By releasing Tuesday a detailed new report on the mistreatment of terror-law detainees, the experts at the Constitution Project aren't really telling us anything we didn't already know about America's descent into the madness of torture. The truth is, we've known for a decade or so that, in our name, terror suspects were tortured for information. And we've known for nearly that long that senior officials within the Bush Administration both authorized such conduct and then sought to protect themselves, and the actual torturers, from liability for their conduct.
But that doesn't mean the report isn't important. It is. First, our attention spans being what they are, the "findings and recommendations" made in its 577 pages are vital reminders of what happened, and how, and why; and of how little accountability has ever sprung from one of the darkest episodes in American legal history. If it were up to me, there would be a comprehensive report like this issued every five years or so, just around the time the nation is apt to forget again how fragile the rule of law can be in times of crisis. From the introduction:
Task Force members generally understand that those officials whose decisions and actions may have contributed to charges of abuse, with harmful consequences for the United States' standing in the world, undertook those measures as their best efforts to protect their fellow citizens.

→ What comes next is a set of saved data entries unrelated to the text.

PR #3060, opened 2023-03-14
[Commands] Allow clients with access level to #undye to undye themselves

noudess:
Some servers (at least mine) used #undyeme at access level 0 for their players.  The removal of the #2776 removed that access.

Since the control to #undye lies in the database access level, this change allows anyone with the correct access level in the db to #undye themselves, but only GMs to #undye others.

This restores the functionality without the need for the extra command.

### DIFF
--- a/zone/gm_commands/undye.cpp
+++ b/zone/gm_commands/undye.cpp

Task Force members also believe, however, that those good intentions did not relieve them of their obligations to comply with existing treaties and laws. The need to respect legal and moral codes designed to maintain minimum standards of human rights is especially great in times of crisis.
It is encouraging to note that when misguided policies were implemented in an excess of zeal or emotion, there was sometimes a cadre of officials who raised their voices in dissent, however unavailing those efforts.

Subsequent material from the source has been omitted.